# Deep fried Sand fleas????



## timekiller

A buddy of mine said some told him that deep fried sand fleas were tasty. Sounds like some Anthony Bourdain crap to me, but I've always said don't knock it 'til you try it. So, anybody ever heard of this or had any themselves?


----------



## User6882

I've heard from many many people that fried sand fleas are a delicacy in several places.


----------



## jjam

I believe Badazzchef has a recipe andprepared some for fellow Pffer's last [email protected] Hot Spots Bait & Tackle...If he does this again this year I'll be sure to give them a try...

Jimmy


----------



## Travis Gill

Ive tried them and I didnt think they were that good.

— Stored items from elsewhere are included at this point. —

Issue #10729, opened 2022-06-22
2.5.22294: UnitsDrawer - MISSING UNIT IMAGE (won't be displayed): harbour12, UnitImageFactory.ImageKey(player=PlayerId named:Chinese,...


tripleabuilderbot:
## Map
global_40_house_rules

## Log Message
MISSING UNIT IMAGE (won't be displayed): harbour12, UnitImageFactory.ImageKey(player=PlayerId named:Chinese, type=UnitType{name=harbour12}, damaged=false, disabled=false), in Kwangtung

## TripleA Version
2.5.22294

## Java Version
11.0.6

## Operating System
Windows 10

## Memory
Heap utilization statistics [MB]
Used Memory: 1117
Free memory: 861
Total memory: 1979
Max memory: 1979

beelee1:
Hmm ... I thought I fixed this. What game version is it ?

beelee1:
well should be fixed. been a while since i did one so idk if you'll get a notification. Think I fckd up the yaml update as usual lol. Guess I'll leave it open for a day in case people can't see it

Issue #9252, opened 2021-05-20
Error trying to use 2.6.149  (Error extracting file)


beelee1:
Error extracting file: /tmp/triplea6560939776671296847/Global_40_House_Rules.zip, /tmp/triplea-unzip2861211619708353438/global_40_house_rules-master, {}  java.nio.file.DirectoryNotEmptyException: /tmp/triplea-unzip2861211619708353438/global_40_house_rules-master  If this problem happens frequently and is something you cannot fix, please report it to TripleA 

Trying to replicate this error #9250 but i can't dl map. I get a bunch of errors on startup trying to unzip all the maps in dl maps. Which maxed out my "root", which i had to spend a couple hours figuring out what and how to purge so it'd work again.

So basically, for me, This is unusable

Edit
I removed the map and tried to dl it and it'd dl but not showup. I then manually unzipped the map and put the folder directly in my dl maps and that didn't work either.

DanVanAtta:
Do you wind up with a folder named something like "Global_40_House_Rules" in your downloaded maps folder?

beelee1:
So, I tried this again and no folder showed up. I removed the zip and no folder showed up. When I choose it in DL maps, it throws the above error. It will then not show up as a DL option even though it's not in my downloaded maps folder.

I close DL maps and then it'll show up as a DL option again. I have a map I'm working on that is in a folder, no zip and it shows up and works correctly.

I just tried unzipping and loading the map manually and it shows up now. Idk y it didn't earlier. I must've screwed something up when I first tried it.

DanVanAtta:
Extraction from zip to folder occurs at startup.
If there is no zip, there is nothing to extract to a folder.

DL listing is based on the folders that are present and specifically what is listed in the 'map.yml' files in those folders.  There *could* be an issue here where at present maps do not have a 'map.yml' file, that file is generated on startup, so you could run into an inconsistent state after downloading a map and it then not having a map.yml file. If you re-open the downloader, it might not think you have the map downloaded anymore as it can't find the corresponding map.yml file (even though you have the have the map extracted), at which point you run into the above error as it'll download a zip and then try to incorrectly overwrite the previous.

To help this from a game engine perspective, we can do the following:
1. We need to finally get map.yml files uploaded to all maps
2. The engine should be checking if the map folder already exists and give a better error message or just go ahead and overwrite it. Probably overwrite it as we want the downloader to update maps and not just install maps.

beelee1:
[...]

PR #10749, opened 2022-06-25
Fixing Global 40 House Rules 2.72 Update

beelee1:
Hopefully lol
Fixes Issue #10729

Edit
Is there a way to change the default so it doesn't automatically update without a PR ? I keep forgetting and hit enter without switching it. Seems the default should be the PR one


beelee1:
@asvitkine while this PR works with the 2.5 stable, it doesn't with 2.6.838 It just DLs to the previous game version even if I manually move it to the DL'd maps. Think it's related to #9252

Let me know if I should reopen #9252

PR #10757, opened 2022-06-25
Replace latches with CompletableFuture

RoiEXLab:

Prefer CompletableFuture over own latch logic. I originally wanted to remove the other usage of `CountDownLatch` as well to be able to get rid of the class completely, but the other instance seems to be a little bit weird. It's basically being used as a mutex over 2 threads, but I couldn't come up with a good way to code that using objects from the standard lib. If you have good ideas feel free to tell me.

### DIFF
--- a/game-app/game-core/src/main/java/games/strategy/triplea/odds/calculator/ConcurrentBattleCalculator.java
+++ b/game-app/game-core/src/main/java/games/strategy/triplea/odds/calculator/ConcurrentBattleCalculator.java
@@ -10,13 +10,14 @@ import games.strategy.engine.framework.GameDataManager;
 import games.strategy.engine.framework.GameDataUtils;
 import java.util.Collection;
 import java.util.List;
+import java.util.concurrent.CompletableFuture;
 import java.util.concurrent.CopyOnWriteArrayList;
+import java.util.concurrent.ExecutionException;
 import java.util.concurrent.atomic.AtomicInteger;
 import java.util.stream.Collectors;
 import java.util.stream.IntStream;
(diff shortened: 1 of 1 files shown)


game-app/game-core/src/main/java/games/strategy/triplea/odds/calculator/ConcurrentBattleCalculator.java
```diff
@@ -79,12 +83,15 @@ public void setGameData(final GameData data) {
...
-                throwable -> log.error("Error when trying to create Workers", throwable));
+        // assign the future,
+        // so that we can set the data in a different thread wait for its completion
+        latchWorkerThreadsCreation =
+            CompletableFuture.runAsync(() -> createWorkers(data))
+                .exceptionally(
+                    throwable -> {
+                      log.error("Error when trying to create Workers", throwable);
+                      return null;
+                    });
```
asvitkine, line 94: The exceptionally block is pretty verbose with CompletableFuture. WDYT of adding an overload that doesn't require a return value so it can be as concise as the one with AsyncRunner.runAsync()?

asvitkine (approved):

game-app/game-core/src/main/java/games/strategy/triplea/odds/calculator/ConcurrentBattleCalculator.java
RoiEXLab: To be honest I almost thing this should be made synchronous. If the callers support it this would simplify the code quite a lot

They are not awful but I wouldnt eat them again. However, I know some people who enjoy eating them


----------



## Ithaca37

I have tried a lot of recipes from this forum but I don't think I could stomach eating a sand flea.


----------



## sealark

Be careful, I can see it now 1 inch minimum24 limit per person on Florida Sand fleas closed season April 1st - June 30th. This regulation is being put into place because of over eating.:banghead:banghead:doh


----------



## WW2

> *sealark (3/29/2010)*Be careful, I can see it now 1 inch minimum24 limit per person on Florida Sand fleas closed season April 1st - June 30th. This regulation is being put into place because of over eating.:banghead:banghead:doh






ROFL, I think you might be right. Or worse they could end up on the endangered species list and no one will be able to walk along the water for fear of crushing the rare sand flea.


----------



## Brandy

Bizzare foods guy ate some on the show. He called them something else. They got them right out of the sand and fried them up.


----------



## Chris V

I don't see myself in the future saying "Man, I'm hungry", driving to the beach and raking up fleas to eat. I have no doubt they are good to some but I'll stick to whatever it is I normally eat.


----------



## Fiver

If it's deep fried, is it going to taste something like soft shell crab? ...because I like soft shelled crab. I like to try food from different cultures, but I'm not sure about this one.


----------



## pappastratos

Gee, it is just a shell with legs !! 

Let me tell you something funny, my son calls shrimp the "*Cricket of the sea*" !!


----------



## JointVenture

> *tunapopper (3/29/2010)*I don't see myself in the future saying "Man, I'm hungry", driving to the beach and raking up fleas to eat. I have no doubt they are good to some but I'll stick to whatever it is I normally eat.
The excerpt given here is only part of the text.